A number of public buildings and industrial technological facilities built by Vladimir Shukhov or according to his plans are still standing and functioning efficiently to this day. Striking examples are provided by the celebrated radio tower in Shabolovka and several machine shops at the Vyksunsky Metallurgical Plant that were designed and built by Vladimir Shukhov more than a hundred years ago.

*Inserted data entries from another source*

PR #5128, opened 2023-03-07
[BOOT] Support compiling freeldr as a UEFI loader as well - Implement UI functions

DarkFire01:
## Purpose

First batch of changes to implement a UEFI version of freeldr

## Proposed changes

- Compile freeldr as EFI binary on top of the existing loader
- Stub out various functions so we can create a UEFI mach type in freeldr
- Implement all of the video output function so we can display a pretty freeldr BSoD

PR #5141, opened 2023-03-09
Freeldr - Preparation for UEFI

HBelusca:
## Purpose

Move platform-specific build targets into dedicated .cmake files.
Future UEFI port will use such layout.
Prerequisite for PR #5128 

## Proposed changes

```
[FREELDR] Move common x64 runtime-specific ASM helpers to a misc file.
```
and
```
[FREELDR] Move platform-specific build targets into dedicated .cmake files.

- Keep the common definitions and  file lists in CMakeLists.txt
- Move PC-AT & compatibles (PC-98, XBOX) definitions in pcat.cmake
- Future UEFI-specific definitions will be in an uefi.cmake
```

### DIFF
--- a/boot/freeldr/freeldr/CMakeLists.txt
+++ b/boot/freeldr/freeldr/CMakeLists.txt
@@ -163,6 +163,7 @@ elseif(ARCH STREQUAL "amd64")
     list(APPEND FREELDR_COMMON_ASM_SOURCE
         arch/amd64/entry.S
         arch/amd64/int386.S
+        arch/amd64/misc.S
         arch/amd64/pnpbios.S
         arch/amd64/linux.S)
 
--- a/boot/freeldr/freeldr/CMakeLists.txt
+++ b/boot/freeldr/freeldr/CMakeLists.txt
@@ -1,30 +1,39 @@
+##
+## PROJECT:     FreeLoader
+## LICENSE:     GPL-2.0-or-later (https://spdx.org/licenses/GPL-2.0-or-later)
+## PURPOSE:     Common build definitions
+## COPYRIGHT:   Copyright 2003 Brian Palmer <brianp@sginet.com>
+##              Copyright 2011-2014 Amine Khaldi <amine.khaldi@reactos.org>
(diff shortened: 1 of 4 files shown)


HBelusca:
Cc @DarkFire01 and @disean too :) (as you're not in the reviewers list)

DarkFire01 (approved):
I've been using this for awhile in all my UEFI stuff; I'll rebase the PR whenever this gets merged. I haven't seen any down sides in my testing!

boot/freeldr/freeldr/CMakeLists.txt
```diff
@@ -252,91 +128,10 @@ list(APPEND FREELDR_BASE_SOURCE
...
-    add_custom_target(setupldr ALL DEPENDS freeldr_pe)
-endif()
+# if(ARCH STREQUAL "i386")
+#     # Must be included together with disk/scsiport.c
+#     list(APPEND FREELDR_BASE_SOURCE
+#         ${CMAKE_CURRENT_BINARY_DIR}/freeldr_pe.def)
+# endif()
 
-add_cd_file(TARGET setupldr FILE ${CMAKE_CURRENT_BINARY_DIR}/setupldr.sys DESTINATION loader NO_CAB FOR bootcd regtest)
+include(pcat.cmake)
```
julenuri, line 137: ``pcat.cmake`` filename does not fit well, because it includes PC-98 which is not PC/AT compatible, and even some ARM stuff; Better name it ``legacy.cmake`` or ``lgcyboot.cmake`` (contrary to UEFI boot)

HBelusca: True. Well (apart from ARM which is here "legacy" because it doesn't use uefi and could be in its own file as well), the pc-98 and xbox are bios-based architectures.

julenuri: > For info, I chose "pcat" also because this is the name given to windows bootmgr when it's not efi

In Windows they switched to bootmgr since Vista, and it never supported anything besides PC/AT, so it makes sense for the bootmgr; But our FreeLoader is meant to be a NTLDR replacement; Maybe `bios.cmake` then?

Vladimir Shukhov’s legacy remains alive for as long as it is utilised by new generations. The theoretical and practical development of principles for oil hydraulics and the construction of pipeline systems as defined in the works of Vladimir Shukhov are used to this day in the building of main-line oil pipes. Today the development of modern technologies for petrol production and petroleum cracking facilities have forged way ahead, but they are based on principles first devised by Shukhov.

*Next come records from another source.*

PR #5143, opened 2023-03-10
[NTOS:KD] Move handling of Dmesg buffer from screen provider to KDBG provider.

HBelusca:
## Purpose

The dmesg command is now available even if screen output is disabled.

JIRA issue: [CORE-10749](https://jira.reactos.org/browse/CORE-10749)

----

Commit isolated from https://github.com/reactos/reactos/pull/4600/commits/aeb843e01476f104c0e5ac5c6214a2673275a15a of PR #4600 (branch "CORE-10749"), cleaned up and rebased on top of master.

He was the first in the world to make use of a supporting steel gridshell for the construction of buildings and towers. Contemporaries regarded the technical achievements of Shukhov’s systems as an original innovation, although the architectural possibilities of the new structures were unknown to them. While Russian architecture was forming an aesthetic attitude to the new forms of engineering or refusing to accept them, engineering creativity developed in line with a judicious understanding of the form and consequently of its utilisation. The engineer’s attempt to find the correct juxtaposition of functional requirements, the laws of statics and the construction possibilities of the material is fundamental to the emergence of structures that show supreme harmony and beauty. The main obstacle to including the constructions of Vladimir Shukhov in the trendsetting processes of architecture in the first third of the 20th century was their novelty in terms of volume and space, which contradicted standard stereotypes for the perception of engineering structures by architects.

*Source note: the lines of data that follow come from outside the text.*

PR #5145, opened 2023-03-10
[MSPAINT] Remember status bar visibility

katahiromz:
## Purpose
Some users might want to keep the status bar hidden.

## Proposed changes

- Add `ShowStatusBar` registry setting.
- Save `ShowStatusBar` status and restore the status on startup.

## TODO

- [x] Do tests.

### DIFF
--- a/base/applications/mspaint/registry.cpp
+++ b/base/applications/mspaint/registry.cpp
@@ -74,6 +74,7 @@ void RegistrySettings::LoadPresets()
     FontsPositionX = 0;
     FontsPositionY = 0;
     ShowTextTool = TRUE;
+    ShowStatusBar = TRUE;
 
     LOGFONT lf;
     GetObject(GetStockObject(DEFAULT_GUI_FONT), sizeof(lf), &lf);
@@ -100,6 +101,7 @@ void RegistrySettings::Load()
         ReadDWORD(view, _T("ThumbXPos"),     ThumbXPos,     TRUE);
         ReadDWORD(view, _T("ThumbYPos"),     ThumbYPos,     TRUE);
         ReadDWORD(view, _T("UnitSetting"),   UnitSetting,   FALSE);
+        ReadDWORD(view, _T("ShowStatusBar"), ShowStatusBar, FALSE);
 
         ULONG pnBytes = sizeof(WINDOWPLACEMENT);
         view.QueryBinaryValue(_T("WindowPlacement"), &WindowPlacement, &pnBytes);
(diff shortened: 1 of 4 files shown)


base/applications/mspaint/winproc.cpp
```diff
@@ -730,6 +730,7 @@ LRESULT CMainWindow::OnCommand(UINT nMsg, WPARAM wParam, LPARAM lParam, BOOL& bH
             break;
         case IDM_VIEWSTATUSBAR:
             ::ShowWindow(hStatusBar, ::IsWindowVisible(hStatusBar) ? SW_HIDE : SW_SHOW);
+            registrySettings.ShowStatusBar = ::IsWindowVisible(hStatusBar);
```
HBelusca, line 733: You may exchange those two lines, and use in the `ShowWindow` call the resulting value of `registrySettings.ShowStatusBar` ? :thinking:

base/applications/mspaint/registry.h
```diff
@@ -41,6 +41,7 @@ class RegistrySettings
     DWORD FontsPositionX;
     DWORD FontsPositionY;
     DWORD ShowTextTool;
+    DWORD ShowStatusBar;
```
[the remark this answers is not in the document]
katahiromz: Fixed with type casts `(DWORD&)`.

base/applications/mspaint/winproc.cpp
katahiromz: Fixed.

base/applications/mspaint/registry.h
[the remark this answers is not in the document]
HBelusca: that sounds ugly

base/applications/mspaint/registry.cpp
```diff
@@ -124,7 +126,7 @@ void RegistrySettings::Load()
         ReadDWORD(text, _T("PointSize"),    PointSize,      FALSE);
         ReadDWORD(text, _T("PositionX"),    FontsPositionX, FALSE);
         ReadDWORD(text, _T("PositionY"),    FontsPositionY, FALSE);
-        ReadDWORD(text, _T("ShowTextTool"), ShowTextTool,   FALSE);
+        ReadDWORD(text, _T("ShowTextTool"), (DWORD&)ShowTextTool, FALSE);
```
HBelusca, line 129: I suppose that if no typecast, compilation emits an error? Then I think I'll revert my original suggestion, and you may actually keep those as DWORDs instead of BOOL :sweat_smile:
In any case, this shouldn't change the rest of your code (the usages in ShowWindow)

katahiromz: `../base/applications/mspaint/registry.cpp:129:45: error: cannot bind non-const lvalue reference of type 'DWORD&' {aka 'long unsigned int&'} to an rvalue of type 'DWORD' {aka 'long unsigned int'}`

katahiromz: Reverted.

base/applications/mspaint/registry.h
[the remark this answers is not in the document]
katahiromz: Reverted.

HBelusca (approved):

Vladimir Shukhov introduced the single-sheet hyperbolic paraboloid of revolution to architecture when he created the first ever hyperboloid constructions (1896). The Shukhov hyperboloid towers that have been preserved are stunning not only for the originality of the engineering concept, but also for the grace of their consummate architectural form. Subsequently, the famous high-tech architects Buckminster Fuller and Norman Foster conclusively established gridshell structures in contemporary building practice. Hyperboloid structures are frequently encountered in the work of such celebrated architects as Antoni Gaudi, Le Corbusier and Oscar Niemeyer. In the 21st century Shukhov’s gridshells became the primary means for shaping avant-garde buildings, including skyscrapers (patent nos. 1894, 1895). Today gridshells facilitate the creation of buildings with very complex forms and are therefore used by such world-famous architects as Frank Gehry (USA), Richard Rogers (UK), Paul Andreu (France), Santiago Calatrava (Spain), Renzo Piano (Italy), Nicholas Grimshaw (UK), Zaha Hadid (UK), Massimiliano Fuksas (Italy) and others. The translucent roof of the British Museum’s inner courtyard and the cupola of the 30 St. Mary Axe Tower («the Gherkin») in London, the gridshell covering of the atrium in the DZ Bank building in Berlin, the hyperboloid air traffic control tower at Barcelona Airport, the gridshell of the theatre in Valencia, the gridshell roof of the Maritime Museum in Osaka, the double gridshell of the Beijing Opera Theatre and the hyperboloid gridshell television tower at Guangzhou were all built on the basis of Vladimir Shukhov’s discoveries.

Harmonically combining the talent of a leading scientist with the intuition of a brilliant engineer, Vladimir Shukhov worked in the most diverse areas of science and technology. Everything he created was at the level of discovery and invention; everything was a breakthrough for its time. Many examples of contemporary architecture and construction that are striking for their innovation and scale originate from Shukhov’s discoveries in the late 19th century.